Start of RECORDS FOR THE TASK
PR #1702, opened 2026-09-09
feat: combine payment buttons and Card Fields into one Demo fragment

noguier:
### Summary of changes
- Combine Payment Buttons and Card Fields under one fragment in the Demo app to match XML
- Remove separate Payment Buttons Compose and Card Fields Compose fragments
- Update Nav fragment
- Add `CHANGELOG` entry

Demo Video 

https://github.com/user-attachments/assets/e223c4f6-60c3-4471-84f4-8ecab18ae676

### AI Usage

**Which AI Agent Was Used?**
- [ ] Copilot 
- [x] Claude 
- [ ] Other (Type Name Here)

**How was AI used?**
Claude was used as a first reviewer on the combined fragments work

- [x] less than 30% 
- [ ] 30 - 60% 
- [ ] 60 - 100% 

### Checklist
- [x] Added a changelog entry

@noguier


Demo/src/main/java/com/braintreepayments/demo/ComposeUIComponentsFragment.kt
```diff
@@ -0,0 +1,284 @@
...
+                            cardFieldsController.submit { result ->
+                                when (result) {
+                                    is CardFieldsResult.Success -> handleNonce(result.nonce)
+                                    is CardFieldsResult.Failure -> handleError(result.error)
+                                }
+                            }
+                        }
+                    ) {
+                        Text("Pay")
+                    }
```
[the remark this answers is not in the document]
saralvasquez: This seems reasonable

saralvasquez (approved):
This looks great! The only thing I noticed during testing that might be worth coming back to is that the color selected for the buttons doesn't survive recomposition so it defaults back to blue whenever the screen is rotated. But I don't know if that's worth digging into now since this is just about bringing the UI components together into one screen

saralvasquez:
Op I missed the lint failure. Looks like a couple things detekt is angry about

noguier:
End of RECORDS FOR THE TASK
Among the entries, find every line holding "result" and return it.

YOUR RESPONSE —
+                            cardFieldsController.submit { result ->
+                                when (result) {
+                                    is CardFieldsResult.Success -> handleNonce(result.nonce)
+                                    is CardFieldsResult.Failure -> handleError(result.error)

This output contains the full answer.